# Seiko Black Monster - Mods And Lume



## Javaman365 (Jul 27, 2009)

Just taken delivery of me Seiko BM.

Slapped it on and thought to myself - "those markers are a bit too green"

Not that it matters as I have a complete dial and hand swap lined up.

But then i went into a store room, which is lit with a couple of skylights.

The lume is super-bright.

I find myself thinking about keeping it stock.... 

The other thing is - with the incoming chapter ring to fit the mods, I got to thinking...do i keep that it's stock aluminium finish, or do i source paint it orange to match sweep tip?

Thoughts really welcomed.


----------



## sparrow (Feb 7, 2009)

leave the BM as nature intended - they're lovely as they are, and modding the faces takes away from them IMO.


----------



## Guest (Nov 26, 2009)

I'd mod it to make it look like an Orient Beast :tongue2: h34r:


----------



## wookie (Apr 27, 2009)

avidfan said:


> I'd mod it to make it look like an Orient Beast :tongue2: h34r:


I agree, someone may try and rob you if they think it's seiko, the orient is a much safer option :wink2:


----------



## Javaman365 (Jul 27, 2009)

I'm not feeling the Orient look that much.

This is the dial and face (yes, i know it's upside down....I've been drinking lots of columbian)










So, do I leave the incoming chapter ring stock, or paint it orange as well?

Either way, it still leave the strap colour question as well, but that's in the strap forum with poll....


----------



## jezz59 (Nov 1, 2009)

You Seiko Monster enthusiasts are an odd bunch, all you seem want to do is modify them! Heres my humble suggestion,track down a new or mint original Orient beast (getting harder now I know ) and keep it!!!

No need to mod it cos its that good!


----------



## sparrow (Feb 7, 2009)

jezz59 said:


> You Seiko Monster enthusiasts are an odd bunch, all you seem want to do is modify them!
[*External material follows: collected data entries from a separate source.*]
PR #11628, opened 2018-07-23
fix(@angular-devkit/build-angular): should not log duplicate messages

Teamop:
Should not log duplicate messages for `specFailure` and `onRunComplete`, as they all have been handled by the `baseReporter`

### DIFF
--- a/packages/angular_devkit/build_angular/src/angular-cli-files/plugins/karma.ts
+++ b/packages/angular_devkit/build_angular/src/angular-cli-files/plugins/karma.ts
@@ -240,6 +240,9 @@ const eventReporter: any = function (this: any, baseReporterDecorator: any) {
       failureCb && failureCb();
     }
   }
+
+  // avoid duplicate failure message
+  this.specFailure = () => {};
 };
 
 eventReporter.$inject = ['baseReporterDecorator'];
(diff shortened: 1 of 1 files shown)


filipesilva:
Hi, can you give me some context about the problem you are fixing? A way for me to see it happening would be important as well.

Teamop:
@filipesilva , yes it for `ng test`, right now, all these reporters will log the same message twice, so here is just avoid the duplicate messages from these reporters, just leave to `baseReporter` to deal with them

filipesilva:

Heres my humble suggestion,track down a new or mint original Orient beast (getting harder now I know ) and keep it!!!
> 
> No need to mod it cos its that good!


I prefer them left alone IMHO


----------



## Openended (Nov 4, 2009)

I think I'd agree and have at least one standard example and however many mods as you like


----------



## zed (Sep 17, 2009)

I bought my black monster with a view to mod with aftermarker dial and hands as well, and I too took one look at the lume and decided to keep it standard.

The force is just too strong :starwars:

:thumbup:


----------



## moosejam (Nov 29, 2009)

Mod it to look like an orange monster


----------



## pauluspaolo (Feb 24, 2003)

I say mod it so that it looks like anything but a Monster - I like the case/bracelet etc but hate the dial/hands :bad:


----------



## UkWatchGuy (Nov 29, 2009)

Have you got a shot of the lume for Seiko BM?


----------



## mrteatime (Oct 25, 2006)

pauluspaolo said:


> I say mod it so that it looks like anything but a Monster - I like the case/bracelet etc but hate the dial/hands :bad:


same here......the dial and hands are just wrong on the monster


----------



## Paulus (Nov 12, 2009)

I agree, dial and hands are clumsy

But then so is the case and bezel 

Basically I don't get these, or the beast, or tunas, all way too clunky for me

62mas on the other hand... 

(chance would be a fine thing, each to their own, etc.)


----------



## Mantisgb (Oct 28, 2007)

I have had both keep it standard mate dial wise at least


----------



## thunderbolt (May 19, 2007)

I had an Orange Monster and loved it as it was. I do regret selling it, but I'll probably get another in the future. The lume was superb on the standard dial and hands, lasted all night.


----------



## mrteatime (Oct 25, 2006)

the lume is stunning....but, i always thought that the hands were just plain wrong for the watch......


----------



## thunderbolt (May 19, 2007)

mrteatime said:


> the lume is stunning....but, i always thought that the hands were just plain wrong for the watch......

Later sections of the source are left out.